Ho notato che quando parli di te stesso non come songwriter e musicista, ma come fan e ascoltatore, associ spesso la musica a una possibilità di trascendenza, parola tua. È questo il potere di un disco, di una canzone?
Sono ossessionato dalla musica sin da quando ero un bambino e mi guardavo video e concerti alla tv. Ricordo che tra me e me mi chiedevo: ma come hanno fatto ad arrivare là? Come funziona? Desideravo da morire fare parte di quel mondo, ma non sapevo se sarebbe stato possibile nella cittadina fuori Manchester dove vivevo. Alla fine ce l’ho fatta e la mia passione non è scemata nemmeno da ascoltatore. Perché la musica è una cura, per questo i Twitter Listening Party sono piaciuti così tanto; non sai quanta gente mi ferma per strada per ringraziarmi di quegli incontri online, per dirmi quanto sono stati di aiuto. Centinaia e centinaia di persone, giuro! Quanto alla trascendenza, questa è una parola che si lega alla mia esperienza con la meditazione trascendentale, che pratico in solitudine ogni mattina, ma che mi è capitato di praticare anche in gruppo, persino con un centinaio di persone, ed è qualcosa che ti manda fuori di testa. E durante i listening parties accade qualcosa di simile: ci sono tutte queste persone connesse da ogni parte del mondo che ascoltano lo stesso disco nello stesso momento, e tu quelle persone le senti, ne percepisci la presenza, è qualcosa di molto potente. In qualche modo ciò che volevo ricreare era la sensazione che avevamo noi che siamo cresciuti nell’era pre-Internet quando compravano un nuovo disco e invitavamo gli amici a casa per ascoltarlo in compagnia.

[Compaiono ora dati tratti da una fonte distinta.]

PR #652, opened 2024-02-22
[OF#3791] Abort button for anonymous user

SilviaAmAm:
Fixes https://github.com/open-formulieren/open-forms/issues/3791

### DIFF
--- a/src/components/FormStart/index.js
+++ b/src/components/FormStart/index.js
@@ -41,7 +41,9 @@ const FormStartMessage = ({form}) => {
  * This is shown when the form is initially loaded and provides the explicit user
  * action to start the form, or present the login button (DigiD, eHerkenning...)
  */
-const FormStart = ({form, hasActiveSubmission, onFormStart, onDestroySession}) => {
+const FormStart = ({form, submission, onFormStart, onDestroySession}) => {
+  const hasActiveSubmission = !!submission;
+  const isAuthenticated = hasActiveSubmission && submission.isAuthenticated;
   const doStart = useStartSubmission();
   const outagePluginId = useDetectAuthenticationOutage();
   const authErrors = useDetectAuthErrorMessages();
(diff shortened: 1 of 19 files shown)


src/components/FormStart/index.js
```diff
@@ -124,7 +130,7 @@ const FormStart = ({form, hasActiveSubmission, onFormStart, onDestroySession}) =
 
 FormStart.propTypes = {
   form: Types.Form.isRequired,
-  hasActiveSubmission: PropTypes.bool.isRequired,
+  submission: Types.Submission,
```
vaszig, line 133: Why do we use both `Types` and `propTypes`?What is the difference?

vaszig (approved):
Looks good to me, only a couple of small remarks.
Only the story for the `AbortButton` has still the old "Abortion" title.

src/components/FormStart/index.js
SilviaAmAm: `Types` is defined by us to reuse types like submission/form: https://github.com/open-formulieren/open-forms-sdk/blob/main/src/types/index.js

src/components/FormStart/tests.spec.js
```diff
@@ -112,12 +106,12 @@ it('Form start page does not show login buttons if an active submission is prese
         form={testForm}
         onFormStart={onFormStart}
         onDestroySession={onDestroySession}
-        hasActiveSubmission={true}
+        submission={{id: 'tralala', isAuthenticated: false}}
```
sergei-maertens, line 109: This will cause prop type check warnings, please use the mock facilities to build a submission object that conforms to the prop types: https://github.com/open-formulieren/open-forms-sdk/blob/main/src/api-mocks/index.js#L3

`submission={buildSubmission({isAuthenticated: false})}` should be sufficient

src/components/Summary/test.spec.js
```diff
@@ -112,3 +113,27 @@ it('Summary does not display logout button if loginRequired is false', () => {
...
+          onConfirm={onConfirm}
+          onDestroySession={onDestroySession}
+          onClearProcessingErrors={() => {}}
+        />
+      </Wrap>
+    );
+  });
+
+  expect(container.textContent).toContain('Afbreken');
+});
```
sergei-maertens, line 139: can you use testing-library instead for new tests?

src/components/appointments/SubmitRow.js
```diff
@@ -20,10 +21,11 @@ const SubmitRow = ({canSubmit, nextText, previousText = '', navigateBackTo = ''}
       isLastStep={false}
       isCheckingLogic={false}
       loginRequired={false}
+      hideAbortButton={true}
```
sergei-maertens, line 24:
```suggestion
      hideAbortButton
```
same effect, but is more idiomatic React

sergei-maertens (approved):
Seems fine to me :+1: Couple small remarks

sergei-maertens (approved):
let's ship it!

PR #653, opened 2024-02-23
Correctly render `content` component in summary

Viicos:
Fixes https://github.com/open-formulieren/open-forms/issues/3845

Not sure this is the right solution

### DIFF
--- a/src/components/FormStepSummary/ComponentValueDisplay.js
+++ b/src/components/FormStepSummary/ComponentValueDisplay.js
@@ -219,6 +219,10 @@ const AddressNLDisplay = ({component, value}) => {
   }`;
 };
 
+const ContentDisplay = ({component, value}) => {
+  return <span dangerouslySetInnerHTML={{__html: component.html}} />;
+};
+
 const ComponentValueDisplay = ({value, component}) => {
   const {multiple = false, type} = component;
 
@@ -270,6 +274,7 @@ const TYPE_TO_COMPONENT = {
   password: PasswordDisplay,
   coSign: CoSignDisplay,
   addressNL: AddressNLDisplay,
+  content: ContentDisplay,
 };
 
 export default ComponentValueDisplay;
--- a/src/components/Summary/Summary.stories.js
+++ b/src/components/Summary/Summary.stories.js
@@ -32,6 +32,7 @@ export default {
               type: 'content',
               label: 'Content',
               key: 'content',
+              html: '<i>In this section you can enter your personal details.</i>',
             },
           },
           {


src/components/FormStepSummary/ComponentValueDisplay.js
```diff
@@ -219,6 +219,10 @@ const AddressNLDisplay = ({component, value}) => {
   }`;
 };
 
+const ContentDisplay = ({component, value}) => {
+  return <span dangerouslySetInnerHTML={{__html: component.html}} />;
```
Viicos, line 223: or `__html: value`, but this would require a change in the backend: `Submission.render_summary_page` currently uses `Renderer(..., as_html=False)`, hence `value` is just the string value without html and styling

SilviaAmAm: I think it makes sense to use `component.html` :thinking:

SilviaAmAm (approved):

SilviaAmAm:
Euhh not sure what I did wrong when reviewing chromatic, but maybe update the stories to show how the content component with style are rendered?

src/components/FormStepSummary/ComponentValueDisplay.js
sergei-maertens: One thing that I'm not sure about is if that HTML is CSP post-processed to convert inline styles (like text color) to CSP-nonced `<style>` tags. I can't find any reference in the `submissions` code that would hint this is the case.

I'm okay with leaving this out, as most of the formatting will still work since they're applied through `<strong>` tags etc. rather than inline styles.

sergei-maertens (changes requested):
Additional/updated stories seems appropriate indeed :)

src/components/FormStepSummary/ComponentValueDisplay.js
Viicos: It's a bit weird, the summary endpoint returns the `html` without `style` tags, e.g.:
`<p>Some <i>pretty </i><span style="color:#4c99e6;"><i>component</i></span></p>`

But the submission step endpoint uses `style` elements:

`<style nonce="RqgbALvp8D5b3+8NuhfuKg==">#nonce-a2ef23e2ee96a66e5e16b1c2c7aec411-139719785812288 {    color:#4c99e6;} </style><p>Some <i>pretty </i><span id="nonce-a2ef23e2ee96a66e5e16b1c2c7aec411-139719785812288"><i>component</i></span></p>`

sergei-maertens (approved):

sergei-maertens:
Backports:

* stable/2.1.x: 24b59bf3871a47f7ed11e0140bd1f59d2723d6e8
* stable/2.0.x: 674eb66386c94e5f937a1b3caa79d33fd8433a82
* stable/1.5.x: 841c54050e06db784765cde5dd1a55d3b7ee10bc

PR #664, opened 2024-03-18
:sparkles: [#483] add description to selectboxes and radio option

### LINKED ISSUE #483: Use description per option in selectboxes and radio components
DH Taiga issue 540

This should happen both in the native components and the formio templates.

image

nikkiysendoorn1:
Closes #483

Renamed the branch, see here the previous PR: https://github.com/open-formulieren/open-forms-sdk/pull/658

### DIFF
--- a/src/formio/components/Checkbox.scss
+++ b/src/formio/components/Checkbox.scss
@@ -27,7 +27,8 @@
         }
       }
 
-      .utrecht-form-field__label {
+      .utrecht-form-field__label,
+      .utrecht-form-description--openforms {
         background-color: var(--_of-utrecht-form-field-checkbox-background-color);
         --_of-checkbox-label-shift: calc(
           var(--of-utrecht-form-label-checkbox-padding-block-start) + var(--utrecht-checkbox-size)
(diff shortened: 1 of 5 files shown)


nikkiysendoorn1:
Renamed the branch, see here the previous PR: https://github.com/open-formulieren/open-forms-sdk/pull/658

src/formio/components/Checkbox.scss
```diff
@@ -48,10 +49,24 @@
...
     }
   }
 }
 
+.openforms-theme {
+  .utrecht-custom-checkbox--openforms:not(:checked) {
+    background-color: var(--utrecht-checkbox-background-color);
+  }
+}
+
```
sergei-maertens, line 69: this appears to duplicate the lines below, no?

src/formio/templates/radio.ejs
```diff
@@ -13,6 +13,7 @@
     ref="input"
     value="{{item.value}}"
     id="{{ctx.id}}{{ctx.row}}-{{item.value}}"
+    aria-describedby="{{ctx.id}}{{ctx.row}}-{{item.value}}-description"
```
sergei-maertens, line 16: if there's no item description, there's an aria-describedby pointer to an ID that doesn't exist. That doesn't seem valid - probably best to only include the attribute if there is a description:

```suggestion
    {% if (item.description) %}aria-describedby="{{ctx.id}}{{ctx.row}}-{{item.value}}-description"{% } %}
```

sergei-maertens (changes requested):

sergei-maertens (approved):

PR #666, opened 2024-03-20
Release 2.2.0

sergei-maertens:
* Checked translations
* Updated changelog
* Bumped version

### DIFF
--- a/.bumpversion.cfg
+++ b/.bumpversion.cfg
@@ -1,7 +1,7 @@
 [bumpversion]
 commit = False
 tag = False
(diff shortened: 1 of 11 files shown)


vaszig (approved):
It would be nicer to have the styling fix in another PR but I guess it's because of the beta version, right?

sergei-maertens:
> It would be nicer to have the styling fix in another PR but I guess it's because of the beta version, right?

Yeah it was supposed to have been fixed already, but I noticed while writing the changelog that we missed a case. It's a separate commit at least :)

PR #671, opened 2024-04-15
[open-formulieren/open-forms#4158] Fix date validation and translations

Viicos:
Fixes open-formulieren/open-forms#4158

This fixes two things:
- ~~A `date` component with `minDate` set would not validate properly (e.g. with `minDate=2024-01-01`, `2024-01-01` would fail to validate). This is fixed by switching from `new Date(minBoundary)` to `parseISO(minBoundary)`.~~ done in https://github.com/open-formulieren/open-forms-sdk/pull/673
- Translations were not being picked up properly. I simplified the code of `validateBoundaries` to only return one possible error key, although we might want to follow what is done in the `time` component at some point (see [`MinMaxTimeValidator.js`](https://github.com/open-formulieren/open-forms-sdk/blob/e8fa867b105426b37e0cba16c6829b7f43dee99e/src/formio/validators/MinMaxTimeValidator.js); `invalid_time` is a valid error key, and it will fallback to the provided message of `invalid_time` if `minTime` doesn't have a custom message).

Lots of test failing so I'll wait for a review before tackling these.


src/formio/validators/utils.js
```diff
@@ -1,39 +1,29 @@
...
   const parsedValue = parseISO(value);
 
-  let errorKeyMinValue, errorKeyMaxValue;
-  if (componentType === 'date') {
-    errorKeyMinValue = 'minDate';
-    errorKeyMaxValue = 'maxDate';
-  } else if (componentType === 'datetime') {
-    errorKeyMinValue = 'minDatetime';
-    errorKeyMaxValue = 'maxDatetime';
-  }
```
sergei-maertens, line 20: In the context of my own ticket I'll need this fix, but I'm also trying to track down which error keys were actually supposed to be used.

Viicos: For the `datetime` component, this part of the code would use `minDatetime` and `maxDatetime` as error keys, but we saw in the actual `MinMaxDatetimeValidator` that we expect `minDate` and `maxDate` to be used. This is the main reason the custom translations were not being picked up

sergei-maertens: Okay, I had to do some serious digging, but I found:

* for the `date` component, we exposed the `minDate` and `maxDate` error keys
* for the `datetime` component, we never deliberately exposed those error keys - it came accidentally with the new form builder. The `datetime` component is the built in component from formio, and uses the `minDate` and `maxDate` error keys
* the time component is out of scope here now.

The `minDatetime` and `maxDatetime` error keys never seem to have been a thing. I found commit 99d984275e27283aa460bf84670b89c1b421320e where the datetime min/max validation behaviour was added, which refers to ticket open-formulieren/open-forms#3755 The associated backend PR never specified those errors keys either, so I think it's okay to just stick to `minDate` and `maxDate` for both component types.

src/formio/validators/utils.js
sergei-maertens, line 1: I think this is functionally equivalent? I'd like to see @SilviaAmAm 's opininion though.

src/formio/validators/minMaxDatetimeValidator.js
```diff
@@ -9,9 +9,9 @@ const MinMaxDatetimeValidator = {
...
 
-    const errorKeys =
-      component?.openForms?.validationErrorContext?.minMaxDatetimeValidatorErrorKeys;
-    const errorMessage = errorKeys ? errorKeys[0] : 'invalidDatetime';
+    const errorKey = component?.openForms?.validationErrorContext?.minMaxDatetimeValidatorErrorKey;
+    const componentErrorMessages = component.component.errors;
+    const errorMessage = componentErrorMessages[errorKey] || errorKey;
 
     return component.t(errorMessage, {
       minDatetime: minDatetime,
```
sergei-maertens, line 17: same pattern as above applies, however you need to change the context from `minDatetime` to `minDate` etc. If you use the same message keys, then the message templates will be the same and expect the same context.

src/formio/validators/minMaxDatetimeValidator.js
sergei-maertens, line 1: I don't see a reason why there should still be two validator "classes", they functionally and programmatically do the same at this point, no? So, shouldn't we just merge these and re-use it for both date and datetime components?

src/formio/validators/minMaxDateValidator.js
```diff
@@ -8,8 +8,9 @@ const MinMaxDateValidator = {
     const minDate = new Date(component.component.minDate);
     const maxDate = new Date(component.component.maxDate);
 
-    const errorKeys = component?.openForms?.validationErrorContext?.minMaxDateValidatorErrorKeys;
-    const errorMessage = errorKeys ? errorKeys[0] : 'invalidDate';
```
sergei-maertens, line 12: formio actually documents the `invalid_date` error key, so there may be a camel case conversion thing in play.

sergei-maertens:
The `new Date` -> `parseIso` patch needs to be backported

src/formio/validators/minMaxDatetimeValidator.js
Viicos: Yes I think they can be merged

src/formio/validators/minMaxDateValidator.js
```diff
@@ -8,8 +8,9 @@ const MinMaxDateValidator = {
...
+    const errorKey = component?.openForms?.validationErrorContext?.minMaxDateValidatorErrorKey;
+    const componentErrorMessages = component.component.errors;
+    const errorMessage = componentErrorMessages[errorKey] || errorKey;
```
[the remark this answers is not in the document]
sergei-maertens: > Or perhaps what is wanted is that if there's no minDate custom error message, we should try to look if a custom error message is set for invalidDate?

Bingo :)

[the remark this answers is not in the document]
Viicos: Ok so this behavior will be similar to the time component iirc

src/formio/validators/minMaxDateValidator.js
sergei-maertens: I checked this with our custom `invalid_time` thing and I don't see any usage of `invalidDate` (camelcase) in Formio, so looks like it's just a bug and we should fall back to `invalid_date` like Formio itself does

src/formio/validators/minMaxDateAndDatetimeValidator.js
```diff
@@ -0,0 +1,48 @@
...
+const createValidator = (key, invalidKey) => {
+  return {
+    key,
+    message(component) {
+      const minDate = new Date(component.component.minDate);
+      const maxDate = new Date(component.component.maxDate);
+
+      const errorKey =
+        component.openForms.validationErrorContext.minMaxDateAndDatetimeValidatorErrorKey;
+      const componentErrorMessages = component.component.errors;
```
sergei-maertens, line 14: I'm confused, we want to show the most appropriate error message, so `errorKey` is for example `minDate` - why can't we use `component.errorMessage(errorKey)`?

e.g. with `minDate`, this will:

1. Look up the key in the custom error messages and use it if it's present
2. Look up the global message/translation if it's not present in the custom keys

If we don't have a specific error key, the error key itself should become `invalid_date` or `invalid_datetime`, which can in turn again be looked up with the custom error messages or the global translation.

We always want to use the most specific error keys, so `minDate` global translation is favored over `invalid_date` custom error message. I think I misunderstood your [comment](https://github.com/open-formulieren/open-forms-sdk/pull/671#discussion_r1567504978)

Viicos: The issue with `component.errorMessage(errorKey)` is that it will fallback to `errorKey`:

```js
  errorMessage(type) {
    return (this.component.errors && this.component.errors[type]) ? this.component.errors[type] :  type;
  }
```

So instead of doing this currently:

```js
const errorMessage = componentErrorMessages[errorKey] || componentErrorMessages[invalidKey] || errorKey;
```

I'd have to do:

```js
const errorMessage = component.errorMessage(errorKey) === errorKey ? component.errorMessage(invalidKey) === invalidKey ? errorKey : invalidKey;
```
 (not sure if this is a 100% correct), but it is hard to understand

sergei-maertens: but the fallback to `errorKey` is fine, because then it'll use the translation from https://github.com/open-formulieren/open-forms/blob/master/src/openforms/js/lang/formio/nl.json

Viicos: > We always want to use the most specific error keys, so `minDate` global translation is favored over `invalid_date` custom error message. I think I misunderstood your [comment](https://github.com/open-formulieren/open-forms-sdk/pull/671#discussion_r1567504978)

Reading this again, I'm not sure I understand what would be the use case for `invalid_date` in this case? If we fallback to the `minDate` global translation, `invalid_date` will never be used?

It might be that you want the `invalid_date` error key to be used when the input is not a valid date (e.g. `2020-ab-cd`), but you can't input non-numeric characters in the SDK, and when giving an "incomplete" date (e.g. `2020-__-__`), formio will autocomplete the rest.

sergei-maertens: `invalid_date` is used when the input cannot be parsed as a date: https://github.com/formio/formio.js/blob/bebc2ad73cad138a6de0a8247df47f0085a314cc/src/validator/Validator.js#L526

Viicos: :+1: 
The time component would also have to follow this path as well (in another PR)

Viicos: I'll note that trying to set the date to an invalid input via backend logic (and I assume via other ways too) crashes the SDK, before [this validator](https://github.com/formio/formio.js/blob/bebc2ad73cad138a6de0a8247df47f0085a314cc/src/validator/Validator.js#L526) is being called, so the `invalid_date` key is currently not being used

sergei-maertens: hrm, concerning, but let's just stick to the formio patterns here. There were some flags with allowing/not allowing invalid dates so this is probably relevant for old components still.

src/formio/validators/minMaxDateAndDatetimeValidator.js
```diff
@@ -0,0 +1,43 @@
+import set from 'lodash/set';
+
+import {validateBoundaries} from './utils';
+
+const createValidator = key => {
+  return {
+    key,
+    message(component) {
+      const minDate = new Date(component.component.minDate);
+      const maxDate = new Date(component.component.maxDate);
```
sergei-maertens, line 10: shouldn't this also use `parseISO` for dates, otherwise we end up with the same timezone issues again?

Viicos: These are only used for the error message formatting, but I think switching to `parseISO` is fine. I also see we are using different attributes from the `check` call, I'll look into that.

sergei-maertens: I'd rather have `parseISO` be applied consistently, otherwise next time someone will be tempted to use `new Date` on a date (rather than datetime) string again and then we have the same timezone bug again.

Viicos:
This is how it looks with the format options:

image

sergei-maertens (approved):

PR #672, opened 2024-04-15
[open-formulieren/open-forms#4130] Do not show main url when asking for payment

Viicos:
Fixes open-formulieren/open-forms#4130


SilviaAmAm:
I think that these stories still need updating: src/components/PostCompletionViews/viewsWithPolling.stories.js ?

SilviaAmAm:
> I think that these stories still need updating: src/components/PostCompletionViews/viewsWithPolling.stories.js ?

No, nothing needs to be done for these: these are the confirmation views for *after* payment

PR #674, opened 2024-04-18
[open-formulieren/open-forms#4201] Fix crash with hidden map component

Viicos:
Fixes open-formulieren/open-forms#4201


src/formio/components/Map.js
```diff
@@ -78,8 +78,10 @@ export default class Map extends Field {
       mapContainer: 'single',
     });
     return super.attach(element).then(() => {
-      this.reactRoot = createRoot(this.refs.mapContainer);
-      this.renderReact();
+      if (this.refs.mapContainer) {
+        this.reactRoot = createRoot(this.refs.mapContainer);
+        this.renderReact();
```
sergei-maertens, line 83: I don't understand how this line is not covered when there's a test?

sergei-maertens:
I don't understand how this test replicates the crash? The issue specifies that the crash does not occur when adding frontend logic, so it doesn't seem logical to me to add a story of a map component with frontend logic.

> Adding FE logic to the map component solves the issue. back-end logic does not.

Can't we just write a simple jest regression test (not a story) here for a map component that's hidden and then validate the fix against that?

src/formio/components/Map.js
Viicos: Yes I don't understand as well, and adding a `console.log` in this code path confirms it is covered by the story by running it in the browser

Viicos:
> Can't we just write a simple jest regression test (not a story) here for a map component that's hidden and then validate the fix against that?

Hum I think what I did first was to define the story without any `play` defined, or at least a `play` without any body, but from what I remember, while it did crash without my fix, it still passed the story test. This is why I used the conditional logic to have a meaningful story test. However, testing now even with an empty `play` body seems to be caught by SB. Anyway, this is confusing and I can't remember exactly what I did previously

src/formio/components/Map.js
sergei-maertens: hrm, I suspect JS race conditions and instrumentation not playing along well then

src/jstests/formio/components/map.spec.js
```diff
@@ -0,0 +1,38 @@
...
+
+    const element = document.createElement('div');
+
+    Formio.createForm(element, formJSON)
+      .then(form => {
+        form.setPristine(false);
+        done();
+      })
+      .catch(done);
+  });
```
sergei-maertens, line 37: IMO this is nicer:

```suggestion
  // smoke/regression test for map components, which used to crash
  test('Hidden map component', async () => {
    let formJSON = _.cloneDeep(mapForm);

    const element = document.createElement('div');

    const form = await Formio.createForm(element, formJSON);
    form.setPristine(false);
  });
```

sergei-maertens (approved):

PR #676, opened 2024-04-19
Fix imports after SBv8 upgrade

Viicos:


sergei-maertens (approved):
Did you use a tool for this or go through them by hand?

Viicos:
> Did you use a tool for this or go through them by hand?
By hand, there's a chance I missed some. But I think setting up eslint or https://biomejs.dev/ would help and would pick up the missing ones if we ever use it

sergei-maertens:
no I was asking because if there's a tool that I didn't find, I want it :) there's an open issue in the import sort plugin for prettier to apply the grouping, but it hasn't been implemented yet.

I've gone through the same in the form-builder repo and it wasn't much fun

PR #1672, opened 2025-06-12
Model incorporation debugging

miquelduranfrigola:
This pull request includes a minor change to the `_fetch_schema_from_github` method in the `ersilia/io/output.py` file. The change removes an unnecessary condition in the `if` statement that checks for an empty `shape` variable.

* Simplified condition in `_fetch_schema_from_github`: Removed the redundant check for `shape == 0` in the `if` statement, as it is not necessary for determining whether to return `None`. (`[ersilia/io/output.pyL437-R437](diffhunk://#diff-d045a06cd71f476160524f7bc056c76f761e3af066c00fbd63fd13d8a264171aL437-R437)`)

### DIFF
--- a/ersilia/hub/content/card.py
+++ b/ersilia/hub/content/card.py
@@ -173,8 +173,9 @@ class MetadataCard(ErsiliaBase):
 
     def __init__(self, config_json):
         ErsiliaBase.__init__(self, config_json=config_json)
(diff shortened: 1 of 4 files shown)


miquelduranfrigola:
@Abellegese very importantly, there is a message addressed to you in the standard_api.py script, related to parametrization of the request.

Issue #1839, opened 2026-04-16
🐛 Bug: Ersilia stops execution if a batch fails


Marina18:
### Describe the bug.

If a molecule in a batch could not be processed ersilia stops the execution

### Operating environment

Ubuntu24.0

PR #1841, opened 2026-04-23
feat: divide-and-conquer fallback for failing molecules in batch runs

Marina18:

**Description**

This PR addresses two issues: (1) a crash when running models where one or more molecules in a batch cause the API to error, previously the whole run failed with no output; (2) a `TypeError` crash when serving a model that was fetched from DockerHub and has no local bundle directory.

Sei un influencer ormai, che effetto ti fa?
Oh, bellissimo, ho realizzato il sogno della mia vita (ride).
Per chiudere, mi racconteresti qualcosa di Weirdo, canzone dei Charlatans del 1992? È un pezzo di colonna sonora della mia adolescenza…
Ho pensato a lungo che quel brano parlasse di me, ma non era così. Mi spiego: sono consapevole di passare per un weirdo, per un tipo di strano, ma al tempo stesso a me sono gli altri che sembrano strani. Quindi, come la mettiamo?